Neuroscientist Hans Straka of Ludwig Maximilian University of Munich (LMU) and his group are interested in oxygen consumption in the brain and use a well-established technique in which they remove the head of a tadpole and keep it alive and functional for a couple of days in a liquid environment that supplies both oxygen and nutrients. Over lunch, Straka and LMU plant biologist Jörg Nickelsen got to talking about how they might work together on a project. Their solution: investigate whether it would be possible to have photosynthetic microorganisms supply the brain with oxygen.

Nickelsen’s then-postdoc Myra Chávez Rosas, who is now at the University of Bern in Switzerland, grew green algae (Chlamydomonas reinhardtii) and cyanobacteria (Synechocystis sp. PCC6803), which both produce oxygen upon illumination. Graduate student Suzan Özugur, who has since graduated from Straka’s lab, then injected a slurry of either algae or cyanobacteria into the hearts of tadpoles just after their forelimbs emerged. Their hearts pumped the microbes throughout the animals’ vessels, including into the vasculature of the brain.

Can we get away from breathing as a way to keep our brains going?

—Ryan Kerney, Gettysburg College

The team found that upon illumination, oxygen concentration in the ventricles of injected animals went up. Untreated animals or those that received strains of algae or cyanobacteria that were mutated to not produce oxygen did not have an increase in oxygen concentration. When the researchers depleted oxygen from the water the animals swam in, neuronal activity, as measured by electrical recordings of representative nerves, stopped. But they were able to restart activity in the brain by shining light on animals who’d received injections of microorganisms. When they turned off the light, neuronal activity ceased again.
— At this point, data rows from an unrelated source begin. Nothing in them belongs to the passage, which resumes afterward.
PR #1075, opened 2018-10-31
- add ability to set properties with private set

NooNameR:
Add ability on build set Properties with private set

### DIFF
--- a/Src/AutoFixture/Dsl/CompositeNodeComposer.cs
+++ b/Src/AutoFixture/Dsl/CompositeNodeComposer.cs
@@ -18,10 +18,11 @@ namespace AutoFixture.Dsl
     /// in the wrapped graph and applies the appropriate method to all matches.
     /// </para>
     /// </remarks>
-    [System.Diagnostics.CodeAnalysis.SuppressMessage("Microsoft.Naming", "CA1710:IdentifiersShouldHaveCorrectSuffix", Justification = "The main responsibility of this class isn't to be a 'collection' (which, by the way, it isn't - it's just an Iterator).")]
-    public class CompositeNodeComposer<T> :
-        ICustomizationComposer<T>,
-        ISpecimenBuilderNode
+    [System.Diagnostics.CodeAnalysis.SuppressMessage("Microsoft.Naming", "CA1710:IdentifiersShouldHaveCorrectSuffix", Justification =
+        "The main responsibility of this class isn't to be a 'collection' (which, by the way, it isn't - it's just an Iterator).")]
+    public class CompositeNodeComposer<T>
+        : ICustomizationComposer<T>,
+            ISpecimenBuilderNode
     {
         /// <summary>
         /// Initializes a new instance of the
@@ -115,8 +116,7 @@ namespace AutoFixture.Dsl
         /// An <see cref="IPostprocessComposer{T}"/> which can be used to
         /// further customize the post-processing of created specimens.
         /// </returns>
-        public IPostprocessComposer<T> FromFactory<TInput>(
-            Func<TInput, T> factory)
+        public IPostprocessComposer<T> FromFactory<TInput>(Func<TInput, T> factory)
         {
             return (CompositeNodeComposer<T>)this.ReplaceNodes(
                 with: n =>
@@ -145,8 +145,7 @@ namespace AutoFixture.Dsl
         /// An <see cref="IPostprocessComposer{T}"/> which can be used to
         /// further customize the post-processing of created specimens.
         /// </returns>
-        public IPostprocessComposer<T> FromFactory<TInput1, TInput2>(
-            Func<TInput1, TInput2, T> factory)
+        public IPostprocessComposer<T> FromFactory<TInput1, TInput2>(Func<TInput1, TInput2, T> factory)
         {
             return (CompositeNodeComposer<T>)this.ReplaceNodes(
                 with: n =>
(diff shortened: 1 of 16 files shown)


zvirja:
@NooNameR Thanks for working on this feature and spending your time! Happy to see new contributors 😉 

The private properties is quite a hot topic where people have different opinions on that. There are reasonable arguments on the both sides and it's a matter of experience and views you are trying to align with.

Currently the library is following a philosophy (at least that's how I see it) that Unit Test is also a code client, like any other production code you have. This vision is inspired by @ploeh's posts like [this](http://blog.ploeh.dk/2011/11/10/TDDimprovesreusability/). With that vision you shouldn't write to private properties in your tests - you wouldn't normally do that in the production code. This side has its own pros and cons, but currently we are following those rules.

The patch you suggest changes the philosophy and is more fundamental, than just ability to write to protected members. It will change a spirit of the library and might foster our clients to change their design approaches. Personally, I'm not sure that this change will be for the better.

With that in mind, I don't want to bring the suggested API to the core.

However, as a developer, I want our product be flexible enough to be used for variable purposes the clients might need. Therefore, I don't mind if the library contains an API to implement the similar features relatively easy, without hardcore diving into internal architecture. I admin that current design of `Build<T>()` API is not very friendly to external customization (or we just need to look at it from the proper angle 😉). This way you will be enabled to implement this feature in your project, if you and/or your team have different design preferences.

If the latter is still acceptable for you, we can discuss that after #1072 is merged (as it will change API a bit).

@moodmosaic @ploeh I'd appreciate if you could also provide your expertise on that. This way I can be more sure that I'm not mistaken and my position makes sense. Thanks!

ploeh:
I've handed over AutoFixture, so my opinion is just that: _an opinion_.

On the other hand, I've been doing TDD since 2004, and I no longer want to pretend to offer a balanced view on things. It may seem mature to say that there's pros and cons (and yes: _that's true_) but then, I'm post-mature.

As a comparison, I'm sure one can come up with pros and cons for writing assembly code in 2018, yet almost no-one does that. High-level languages are overwhelmingly better in all but extremely narrow niche scenarios. There's really no discussion left on that topic.

The same with the discussion about [unit testing internals](http://blog.ploeh.dk/2015/09/22/unit-testing-internals). I don't find it productive to pussyfoot around that discussion. It's just an overwhelmingly bad idea to unit test internals.

Kralizek:
I'd just add my 2 unrequested cents to the topic.

Often time we find ourselves having to test code using libraries that are not ours and therefore that we have no control upon.

Sometimes it happens that the aforementioned library is not designed with testing in mind and we are left with the short straw and the need to figure out how to write "good" tests.

Is it best practice to work with internals? Definitely not, yet sometimes we got to do it.

This is why I believe AutoFixture should provide a way to set non-public properties. I reckon I am biased because I also believe that AutoFixture could provide more out-of-the-box via extension packages.

That being said, there are many ways that it can be done. Moq supports the mocking of protected methods via a special API that you turn on only by importing a special namespace.

I'd personally go that way rather than polluting the main API.

ploeh:
> Often time we find ourselves having to test code using libraries that are not ours and therefore that we have no control upon.

Please see [GOOS](http://bit.ly/growingoos), particularly chapter 8.

ploeh:
Chapter 8 basically says _use Adapters_, or what [DDD](http://amzn.to/WBCwx7) calls an _anti-corruption layer_. The entire philosophy of the book, though, is that tests drive the design, which includes the choice of third-party libraries, frameworks, and tools. If those don't support testing, you choose something else.

I understand that this may not be possible in brownfield code, but I never designed AutoFixture to explicitly support brownfield development. Whether or not it should do so now, I'll leave up to the current maintainers...

zvirja:
Thanks guys for the follow-up and your thoughts on that! Appreciate that a lot! 👍

Given that @moodmosaic hasn't posted his opinion, I'll need to make the decision on my own.

My vision on the situation remains the same as it was initially:

> With that in mind, I don't want to bring the suggested API to the core.
> ...
> However, as a developer, I want our product be flexible enough to be used for variable purposes the clients might need. Therefore, I don't mind if the library contains an API to implement the similar features relatively easy, without hardcore diving into internal architecture. I admin that current design of Build<T>() API is not very friendly to external customization (or we just need to look at it from the proper angle 😉). This way you will be enabled to implement this feature in your project, if you and/or your team have different design preferences.

As a library maintainer I would like to stick to the current design and don't support private properties out of the box. I like spirit of the library we currently have and the code design the library enforces. I do understand that sometimes cruel reality might not suit very well into that, and those exceptional cases should be covered by customizations on project-to-project basis.

Huge thanks again @NooNameR for the time you spent on that and I'm sorry that I cannot accept the change you did 🙏 Hope that will not prevent you from future contributions!

P.S. Just a hint - if you are in doubt regarding the feature you would like to suggest, it might worth it to create an issue and discuss that beforehand, so you don't spend too much time.

djrhodes:
A bit late to the party and appreciate the issues is now closed, but in my instance we have a framework for binding POCOs to .net core configuration classes. As part of the binding process we perform some validation (for required fields, correct patterns etc). The POCOs are created as immutable and then are registered in DI and passed around as needed.

To test the validation, we are testing the public API - the Validate() method of the POCO - but to do this we need to create an instance of the POCO - but the setters are private. There are two approaches I can use :
1. Set up test config files and load them into config via the json provider for the test. This is fine, but is a bit cumbersome and also needs maintenance to keep the test config in sync with the POCO
2. Set up a POCO, then serialise it to json and load it  using the in memory provider. This is preferable as I don't need to create seperate config files for each validation scenario and also there's no maintenance since we're creating the config from the POCO. This is where I would like to use AutoFixture to set up the POCO by calling the private setters.

This seems a legitimate use case to me since:
1. I'm testing the public API (just requiring access to private members to do the arrange phase)
2. Following best practices for config POCOs by having them immutable.

Would be interested to hear any thoughts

Although the experiment was a success, Martinez notes it’s not clear whether the findings could be translated to treat conditions in which the brain is starved for oxygen. “The first issue is that Xenopus laevis tadpoles are transparent and light can easily pass through the skin to activate photosynthetic machinery to produce oxygen. Use in more complex animals would . . . be difficult, as light does not easily traverse the skin and may not reach the vasculature to activate the photosynthetic organisms,” she writes. Additionally, while low oxygen can be a problem, excess oxygen can also exacerbate brain injuries. “Thus, the inability of oxygen levels to be controlled properly through the use of these photosynthetic organisms would therefore be just as detrimental as the hypoxia itself.” Trying the technique in brain organoids and slices first would give more insight into its physiological effects, she adds.

Straka acknowledges that the research is still at the early stages and that taking the strategy to the clinic is “very far away.” In the near term, his team will focus on several questions, including the immunological effects of introducing the photosynthesizing microorganisms, and whether or not the sugars that the microbes produce can be used by the tadpoles’ brains.

“Over the last decade, there are quite a few projects where people have been trying to set up artificial symbiotic associations with algae, in order to augment in some way or manipulate vertebrate physiology, which is really radical,” says Ryan Kerney, a biologist who studies symbioses between algae and salamanders at Gettysburg College in Pennsylvania and did not participate in the new work. Approaches where microbes are artificially inserted into cells or into tissues to modify their function are largely unregulated and under-scrutinized in comparison to widely used genetic modification techniques such as CRISPR that target one gene, Kerney adds. The unknowns, as well as examples of pathogenic algae, make this strategy a bit risky, he notes. “But the potential implications are also just fascinating to speculate about: Can we get away from breathing as a way to keep our brains going?”